If the skeptics are to be believed, the evidence for global warming is full of holes and the field is riven with argument and uncertainty. The apparent scientific consensus over global warming only exists, they say, because it is enforced by a scientific establishment riding the gravy train, aided and abetted by governments keen to play the politics of fear. It's easy to dismiss such claims as politically motivated and with no basis in fact - especially as the majority of sceptics are economists, business people or politicians, not scientists (see "Meet the sceptics"). But there are nagging doubts. Could the sceptics be onto something? Are we, after all, being taken for a ride?

I think much of my reluctance was the risk of being categorized as a tree-hugging eco-freak in an industry that claims deep environmental commitment (We were the first environmentalists!) but is strangely averse to cooperating others who seem to have similar goals. Global warming skeptics have become increasing strident and ad hominem attacks are now routine (never a pleasant anticipation either).

Mostly I think we just want to farm as we please until forced by economics to reconsider.

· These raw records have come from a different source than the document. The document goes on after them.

PR #603, opened 2026-06-04
#600 Fail gracefully on encrypted Parquet files

### LINKED ISSUE #600: Fail gracefully on encrypted Parquet files
Hardwood does not support Parquet Modular Encryption (PME), and currently fails in a confusing way for both on-disk encryption shapes:

**Encrypted-footer mode** (the default) replaces the `PAR1` magic with `PARE` at the start and end of the file. Hardwood reports:

```
Error reading file: [file.parquet] Not a Parquet file (invalid magic number at start)
```

This is misleading — the file *is* a Parquet file, it is just encrypted.

**Plaintext-footer mode** keeps the `PAR1` magic and a readable footer, but sets `FileMetaData.encryption_algorithm` (thrift field 8); the column data is encrypted. Hardwood silently ignores the field, so `info`/`schema`/`footer` appear to succeed, and only reading data fails — with a raw, unattributable stack trace:

```
java.io.UncheckedIOException: [file.parquet] Failed to scan pages for column 'value'
	at ...SequentialPageIterator.hasNext(SequentialFetchPlan.java:314)
```

We don't support decryption yet, but we should detect encryption up front and fail with a clear, file-attributed error in both modes. Detection points:

- `PARE` magic (start/end) → encrypted footer
- `encryption_algorithm` present in the footer → plaintext footer

Fixtures for both modes can be generated via `simple-datagen.py` using `pyarrow.parquet.encryption`. Note AES-GCM uses a random nonce per write, so the generated files are not byte-stable across reruns.

gunnarmorling:
Closes #600.

Hardwood does not support Parquet Modular Encryption. Until decryption lands (#128), an encrypted file should be rejected up front with a clear, file-attributed error rather than the two confusing failures it produced before:

- **Encrypted-footer mode** (the default): magic is `PARE`, not `PAR1`, so the reader reported a misleading `Not a Parquet file (invalid magic number at start)`.
- **Plaintext-footer mode**: the footer parses fine (`PAR1` magic) but carries `encryption_algorithm` and the column data is encrypted, so `info`/`schema` appeared to succeed and only a later data read crashed with an unattributable `Failed to scan pages for column 'value'` stack trace.

## Approach

Detection happens during metadata reading, so every entry point — the reader API, the CLI commands, and the `dive` TUI (all of which read the footer up front) — fails the same way before any data is touched:

| Change | What |
|---|---|
| `EncryptedParquetException` (new, internal) | `IOException` subtype carrying the canonical message |
| `ParquetMetadataReader` | detects the `PARE` start/end magic; enriches the plaintext-footer case with file context |
| `FileMetaDataReader` | throws on the `encryption_algorithm` footer field (thrift field 8) |
| `FooterCommand` (CLI) | the low-level `footer` command reports `PARE` clearly instead of "trailing magic bytes not found" |
| `simple-datagen.py` | generates `encrypted_footer.parquet` + `encrypted_plaintext_footer.parquet` |
| `error-handling.md` | documents the limitation under the `IOException` row |

All paths now surface: `[file] Encrypted Parquet files are not supported (Parquet Modular Encryption)`.

## Tests

- `EncryptedFileTest` — both modes via `ParquetFileReader.open`
- `FooterCommandTest` — new case for the `PARE` low-level path
- Verified end-to-end that `info`/`schema`/`print`/`footer`/`dive` all fail gracefully; full `core` suite green.

## Note on fixtures

These are the first fixtures in `simple-datagen.py` that are **not byte-stable** across reruns — AES-GCM draws a fresh nonce per write. That is fine for a graceful-failure assertion (it checks the error, not the bytes), and is called out in the script header so a regeneration diff isn't mistaken for a regression.


gunnarmorling:
Hey @mghildiy, just for reference, put this in place for 1.0 to gracefully reject encrypted files rather than raising some confusing exception.

Issue #607, opened 2026-06-04
Parse SizeStatistics and NaN counts (unencoded byte size, level histograms, nan_count)


gunnarmorling:
## Context

Parquet's `SizeStatistics` (in `ColumnMetaData` and per-page in the `ColumnIndex`) carries:

- `unencoded_byte_array_data_bytes` — total unencoded size of BYTE_ARRAY data
- `repetition_level_histogram` / `definition_level_histogram`

Hardwood currently does not parse these. They are stable in the format (parquet-format ≥ 2.10; arrow-cpp enabled writing them by default, discussed Jan 2025 on dev@parquet).

The same wave of format additions also brought NaN counts, which Hardwood likewise skips: `Statistics.nan_count` (field 9) and `ColumnIndex.nan_counts` (field 8) — the latter sitting directly after the two histogram fields in the same reader.

## Why it's useful

- **`hardwood dive`**: show true unencoded/uncompressed size for BYTE_ARRAY columns without decoding the data.
- **Read planning / selectivity**: level histograms let the reader estimate null/empty counts and nesting cardinality per page or chunk, useful for projection and predicate planning.
- **NaN counts**: visibility in `hardwood dive`, and better filter work.

## Scope

- Add a `SizeStatistics` record under `metadata`, parsed in `ColumnMetaDataReader` (field 16) and the `ColumnIndex` reader (field 6).
- Support NaN counts in both `Statistics` and `ColumnIndex`.
- Expose it on the corresponding public metadata types where the existing statistics are exposed.
- Usage docs under `docs/content/` for any new public surface.

Read-only / additive; no behavioural change to existing paths.

Good first issue candidate.

nitrogen404:
@gunnarmorling I'd like to work on this issue.

nitrogen404:
@gunnarmorling Does #607 include reading the NaN counts (Statistics field 9, ColumnIndex field 8), or is that a separate issue?

iifawzi:
Hey @nitrogen404, perhaps I can shime in here. First of all thanks for your interest, and you can for sure work on it! 
I have also updated the issue, I believe NaN counts could be included as part of this yes, thanks for pointing out to that

nitrogen404:
@iifawzi thank you for the clarification! I'll open a PR shortly.

PR #613, opened 2026-06-04
#608 Treat ColumnIndex field 7 as definition_level_histograms, not geospatial stats

### LINKED ISSUE #608: ColumnIndexReader misinterprets field 7 (definition_level_histograms) as geospatial statistics
## What

`ColumnIndexReader` maps `ColumnIndex` field id **7** to `list<GeospatialStatistics>`:

https://github.com/hardwood-hq/hardwood/blob/main/core/src/main/java/dev/hardwood/internal/thrift/ColumnIndexReader.java (`case 7` plus the class-level Javadoc, which states `7: geospatial_stats`).

But the canonical [`parquet.thrift`](https://github.com/apache/parquet-format/blob/master/src/main/thrift/parquet.thrift) defines:

```thrift
struct ColumnIndex {
  1: required list<bool> null_pages
  2: required list<binary> min_values
  3: required list<binary> max_values
  4: required BoundaryOrder boundary_order
  5: optional list<i64> null_counts
  6: optional list<i64> repetition_level_histograms
  7: optional list<i64> definition_level_histograms
  8: optional list<i64> nan_counts
}
```

Field 7 is `definition_level_histograms` (`list<i64>`). `GeospatialStatistics` is referenced **only** by `ColumnMetaData` field 17 — `ColumnIndex` has no geospatial field at all.

## Impact

Not currently exploitable for data corruption: the reader guards the geospatial branch with `listHeader.elementType() == 0x0C` (STRUCT), and a real `list<i64>` carries compact element type `0x06`, so genuine def-level histograms fall through to the skip path. So there is no crash today — but:

- The field mapping and the reader's class Javadoc are wrong and misleading.
- `definition_level_histograms` is silently dropped rather than deliberately skipped.
- The dead struct-decode branch would misfire on a malformed/adversarial file that places struct-typed elements at field 7.

## Fix

Remove the geospatial branch from `ColumnIndexReader` and treat fields 6/7/8 as `list<i64>` (parse as part of histogram support, or skip them cleanly until then). Correct the class-level Javadoc.

## Related

- #607 — parsing the rep/def level histograms + unencoded byte size belongs there; this issue is the narrower correctness fix for the mis-numbered field.

gunnarmorling:
Fixes #608.

`ColumnIndexReader` mapped `ColumnIndex` Thrift field **7** to `list<GeospatialStatistics>`, but in `parquet.thrift` field 7 is `definition_level_histograms` (`list<i64>`). `ColumnIndex` has **no** geospatial field at all — `GeospatialStatistics` is referenced solely by `ColumnMetaData` (field 17).

The mis-numbered field had grown a whole dead, public layer: a `ColumnIndex.geospatialStatistics` record component and a `PageFilterEvaluator` page-level spatial-pruning path. Because a real `list<i64>` carries compact element type `0x06` (never the struct `0x0C` the branch needed), that component was always `null` from any real file and the page path pruned nothing in production — it only ever "worked" in in-memory unit tests.

## Changes
- **`ColumnIndexReader`** — removed the field-7 geospatial branch; fields 6/7/8 (`repetition_level_histograms`, `definition_level_histograms`, `nan_counts`) now skip cleanly. Corrected the class Javadoc to the real spec field names. (Parsing the histograms is left to #607.)
- **`ColumnIndex`** — removed the unreachable public `geospatialStatistics` component.
- **`PageFilterEvaluator`** — `GeospatialPredicate` now returns `RowRanges.all` (Parquet has no per-page geospatial stats to prune on); deleted `evaluateSpatialIntersectionPages` / `evaluateSpatialPages`.
- **Tests** — added `ColumnIndexReaderTest` (the reader had none): pins that fields 6/7/8 are skipped without disturbing 1–5, plus the adversarial struct-typed-field-7 case. Removed the in-memory-only page-geospatial tests from `PageFilterEvaluatorTest`.
- **Docs** — `how-to/geospatial.md` no longer claims page-level geospatial pushdown or a per-page `ColumnIndex.geospatialStatistics()`.

**Row-group** geospatial filtering (via `ColumnMetaData.geospatialStatistics()`, field 17) is unaffected and still works.

## Note on test-first
As the issue states, this defect is not exploitable — the old struct-decode and a clean skip consume identical bytes, and the buggy output was funneled into the now-removed `geospatialStatistics` field, so there is no observable red→green. The new reader test instead pins the corrected contract and exercises the path that replaced the dead branch.

### DIFF
--- a/FORMAT_COVERAGE.md
+++ b/FORMAT_COVERAGE.md
@@ -95,7 +95,7 @@ All fields (column_idx, descending, nulls_first) ❌ — struct not read.
 | 14 | bloom_filter_offset | 🟡 | shown in dive; no bloom-filter decode (#105) |
 | 15 | bloom_filter_length | 🟡 | #105 |
 | 16 | size_statistics | ❌ | #607 |
-| 17 | geospatial_statistics | ✅ | row-group / page filter evaluators |
+| 17 | geospatial_statistics | ✅ | row-group filter evaluator (no per-page geospatial stats exist) |
 
 ### PageEncodingStats
 All fields (page_type, encoding, count) ❌ — struct not read.
@@ -176,7 +176,7 @@ Empty struct; not read (see `PageHeader.index_page_header`).
 | 4 | boundary_order | ✅ | |
 | 5 | null_counts | ✅ | |
 | 6 | repetition_level_histograms | ❌ | #607 |
-| 7 | definition_level_histograms | ❌ | #607; currently mis-read as geospatial (#608) |
+| 7 | definition_level_histograms | ❌ | skipped; surfacing tracked by #607 |
 | 8 | nan_counts | ❌ | #607 |
 
 ### OffsetIndex
@@ -220,7 +220,7 @@ The ❌ rows cluster into a handful of capabilities, cross-referenced to ROADMAP
 
 - **Modular encryption** — entire feature stubbed to fail-fast. #128 (ROADMAP has no phase yet).
 - **Bloom-filter pushdown** — ROADMAP 9.3 / 9.4; #105.
-- **Size statistics & level histograms** — ROADMAP 9.x; #607, #608.
+- **Size statistics & level histograms** — ROADMAP 9.x; #607.
 - **Statistics completeness** — distinct_count, exactness flags, nan_count; #483, #607.
 - **Declared sort order** — `sorting_columns`, `is_sorted`; ROADMAP 4.2.
 - **Column orders** — float total-order vs type-defined; #483.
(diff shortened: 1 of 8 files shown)


gunnarmorling:
Hey @mghildiy, this fixes an issue I encountered while mapping our coverage of the different fields in the Parquet Thrift spec. Specifically, the initial geospatial PR read geospatial statistics at the page level, they don't exist there actually though (i.e. we read an unrelated field).

A bit bummed I didn't notice this during the original review, but it is what it is. Curious though how that came to be in the first place if you remember? Why did we read that field at a level where it doesn't exist? Also, any thoughts on this PR welcome. Thanks!

mghildiy:
> Hey @mghildiy, this fixes an issue I encountered while mapping our coverage of the different fields in the Parquet Thrift spec. Specifically, the initial geospatial PR read geospatial statistics at the page level, they don't exist there actually though (i.e. we read an unrelated field).
> 
> A bit bummed I didn't notice this during the original review, but it is what it is. Curious though how that came to be in the first place if you remember? Why did we read that field at a level where it doesn't exist? Also, any thoughts on this PR welcome. Thanks!

I can't remember exactly I would dig into original work to understand it in detail.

Complicating the debate has been the recent discovery of global dimming:

Global dimming? Does that have something to do with decreasing IQ scores and the proliferation of reality TV? Not quite, but if you missed the story, you would not be the only one. Until Ohmura poked his nose into the radiation record, nobody had noticed that between 1958 and 1988, a whopping 10 percent of solar radiation had disappeared.

At first, I thought, hey, this is good news - it will offset the warming. But, I thought too soon, as usual:

Lohmann explains that clouds change as we emit more particles into the atmosphere. Clouds are made of cloud droplets, which form by latching onto tiny particles called condensation nuclei. These occur naturally in the atmosphere, but by emitting more particulate pollution into the atmosphere, humans help make even more condensation nuclei. The result: Instead of fewer, larger water droplets forming, many, smaller water droplets form. In effect, this is like the difference between two sieves, one coarse and the other fine. Like a coarse sieve, the cloud with fewer, larger particles lets more solar radiation through to the ground, whereas like the fine sieve, the cloud with lots of very small particles lets less sunlight pass through. The result is darker days.

[Rest of helpful article here]
For me the tipping point was the NOAA scientist whose views were "muzzled" by the administration, and the information that flooded out after that fracas. Regardless, I now believe that human action is causing climate change.

OK, I said it. But it may be more than just another policy argument for agriculture. If warming is occurring rapidly (from a climate perspective) it will change the way I farm this year and every succeeding year.

For example, I may need to push slightly longer in maturities or factor in earlier harvests. If storms will pack extra punch due to heating extremes and altered moisture habits, standability will move up as a priority

Ditto for rootworm control. For that matter,
milder winters may mean a whole host of new over-wintering pests.

I'll let the skeptics bet their crops on Michael Crichton's global warming conspiracy theory. It costs me little to respond logically, and could save me some lessons learned the hard way.